Il film si sarebbe dovuto chiamare Stelle della notte. Di esso non esiste nulla: nessuna scena girata, nessun set, nessun attore. Solo una locandina con la Fontana di Trevi e un vuoto colmato da 863.595,90 euro. Una cifra che, nel mondo reale della produzione artistica italiana, rappresenta una fortuna: quella che tanti registi, autori, compagnie teatrali, musicisti e operatori culturali non riescono mai ad avere, pur lottando ogni giorno per tenere viva la vera cultura di questo Paese.
Il caso è esploso grazie a un’inchiesta del sito Open, che ha svelato come questo individuo – sotto la falsa identità di “Rexal Ford” – abbia ottenuto il finanziamento attraverso un vuoto normativo: per le produzioni internazionali, non era necessario dimostrare l’effettiva lavorazione del film. Bastava un nome, una società partner (Coevolutions, formalmente esistente), e una domanda presentata anni dopo l’approvazione del progetto. Nessuno ha controllato. Nessuno ha chiesto.
E mentre Kaufmann si costruiva una doppia vita, tra falsi documenti e piani di fuga, la vera arte italiana continua a morire di burocrazia, tagli ai fondi, bandi scritti male e selezioni opache. Quanti progetti onesti, magari presentati da giovani calabresi o da compagnie teatrali del Sud, non riescono a ottenere nemmeno 10mila euro per una tournée, un videoclip, un laboratorio con i ragazzi?
Questa vicenda non è solo cronaca nera. È una ferita aperta al mondo culturale italiano. È il sintomo di un sistema che funziona solo sulla carta e che, nei fatti, premia i fantasmi invece della sostanza. Ed è anche una domanda scomoda che tutti noi, operatori dell’informazione culturale, dobbiamo continuare a fare: chi tutela davvero il valore della cultura in Italia?
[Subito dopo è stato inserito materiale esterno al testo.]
PR #129, opened 2023-11-21
Simplify standard penalty

tarandeep-panesar:


arnemoos:
I think what's still missing is where the robots should be placed behind the sideline (and on which side)?
Also we should add a precaution sentence that the GC should at least shortly check that the robot is really standing near the sideline :P

Issue #24, opened 2022-04-17
GC connection 


PatrickGoettsch:
After gore: new rule: a robot of a remote team does not listen to the GC then it is ejected from the game

ahasselbring:
What exactly is the difference to non-remote teams' robots? That they can't pick up the robot, change the software, and let it reenter?

rvilling:
Why should the rules differ for a remote team in this case? Is the challenge and responsibility not identical for local and remote teams?

As a minor detail, how will you decide if a robot does not listen to the GC as opposed to that it does listen but has some other bug in a particular state? If this is something that only applies in the ready state or on return from penalty (e.g. after request for pickup) then it makes a bit more sense to me.

PatrickGoettsch:
Does not apply to RC2022

PR #132, opened 2023-12-11
Resolve GC Connection Issues #24

arnemoos:
Will probably be handled after the draft release of the rules.


ben47955:
This seem to address a part of the initial issue. However, I'm not able to find a definition for a robot connected or not to GC ( Status green ? ) 
From there, what do we do if the robot isn't responding, but behalf correctly ?

arnemoos:
Ok: I [clarified what "not responding" means](https://github.com/RoboCup-SPL/Rules/pull/132/commits/af55f6d414c8680ecf1b2d82db235a07c2541a76)

ben47955:
I expressed some concern in the last meeting about this PR, but after some thought and it seems fine for me now.

PR #137, opened 2023-12-15
more detailed explanation of CC/CS split

sseering:
more detailed explanation of CC/CS split

### DIFF
--- a/rules/app_competition_rules.tex
+++ b/rules/app_competition_rules.tex
@@ -59,10 +59,10 @@ Matches in the champions cup are played with up to 7 players on each team, while
 
 In addition, some rules are simplified for Challenge Shield matches. The major differences are:
 \begin{itemize}
-  \item The requirement to recognize visual referee signals are relaxed for the Champions Cup (\cf~\cref{sec:robot_players}).
+  \item The requirement to recognize visual referee signals is relaxed for the Champions Shield (\cf~\cref{sec:robot_players}).
 
   % uncomment this after the relevant pull request is merged and update cref
-  % \item Goals may be scored via direct kick from kick-off. The indirect kick rules are relaxed for the Champions Cup (\cf~\cref{sec:TODO}).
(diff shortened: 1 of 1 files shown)


rules/app_competition_rules.tex
```diff
@@ -57,6 +57,14 @@ \subsection{Champions Cup and Challenge Shield}
 Teams are assigned to one of the competitions during the application phase, considering their preference, ability and organizational aspects.
 Matches in the champions cup are played with up to 7 players on each team, while the challenge shield is played with up to 5 players on each team (\cf~\cref{sec:robot_players}).
 
+In addition, some rules are simplified for Challenge Shield matches. The major differences are:
+\begin{itemize}
+  \item The requirement to recognize visual referee signals are relaxed for the Champions Cup (\cf~\cref{sec:robot_players}).
```
rvilling, line 62: "relaxed for the Champions Cup" seems to suggest that visual ref signals are not as strict in the CC. Did you mean to say that the rules for CS are  "relaxed relative to the Champions Cup" instead?

If so, you should adjust the commented out text in line 65 also

sseering: Thank you. I wrote the opposite of what I meant by accident. I changed the wording.

rules/app_competition_rules.tex
```diff
@@ -57,6 +57,14 @@ \subsection{Champions Cup and Challenge Shield}
 Teams are assigned to one of the competitions during the application phase, considering their preference, ability and organizational aspects.
 Matches in the champions cup are played with up to 7 players on each team, while the challenge shield is played with up to 5 players on each team (\cf~\cref{sec:robot_players}).
 
+In addition, some rules are simplified for Challenge Shield matches. The major differences are:
+\begin{itemize}
+  \item The requirement to recognize visual referee signals is relaxed for the Champions Shield (\cf~\cref{sec:robot_players}).
```
rvilling, line 62: Champions Shield -> Challenge Shield

rvilling: Looks fine now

Serve trasparenza. Serve competenza. Serve rispetto. Perché la cultura vera, quella che nasce nelle scuole di musica, nei teatri delle province, nei festival indipendenti, nei borghi della Calabria e di tutta Italia, non merita di essere sacrificata sull’altare della sciatteria istituzionale.
Oggi scopriamo che un truffatore è riuscito a prendere quasi un milione per un film mai girato. E domani? Chi difenderà la cultura autentica, quella fatta da artisti veri e non da illusionisti con il passaporto falso?